Return the records exactly, from the first line through the "Return HRIRs at" line.

********************

PR #728, opened 2024-11-29
Enhance head-related impulse responses

f-brinkmann:

Technically not a bug, because it was mentioned in the docs - but unessesarily complicated.

- Make `pyfar.signals.files.head_related_impulse_responses` work with array likes and pyfar Coordinate objects

### DIFF
--- a/pyfar/signals/files.py
+++ b/pyfar/signals/files.py
@@ -354,6 +354,8 @@ def head_related_impulse_responses(
             (0 degree elevation) for azimuth angles of 30 and 330 degrees.
         :py:class:`~pyfar.Coordinates`
             Return HRIRs at positions defined by a pyfar Coordinates object.
+            Note that the HRIRs were measured at a fixed radius of 1.7 m.
+            Hence, the radius if `position` will be ignored.
 
         The default is ``[[0, 0]]``, which returns the HRIR for frontal sound
         incidence. A ValueError is raised if the requested position is not
--- a/pyfar/signals/files.py
+++ b/pyfar/signals/files.py
@@ -400,27 +400,32 @@ def head_related_impulse_responses(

********************

**ANSWER SECTION**
PR #728, opened 2024-11-29
Enhance head-related impulse responses

f-brinkmann:

Technically not a bug, because it was mentioned in the docs - but unessesarily complicated.

- Make `pyfar.signals.files.head_related_impulse_responses` work with array likes and pyfar Coordinate objects

### DIFF
--- a/pyfar/signals/files.py
+++ b/pyfar/signals/files.py
@@ -354,6 +354,8 @@ def head_related_impulse_responses(
             (0 degree elevation) for azimuth angles of 30 and 330 degrees.
         :py:class:`~pyfar.Coordinates`
             Return HRIRs at positions defined by a pyfar Coordinates object.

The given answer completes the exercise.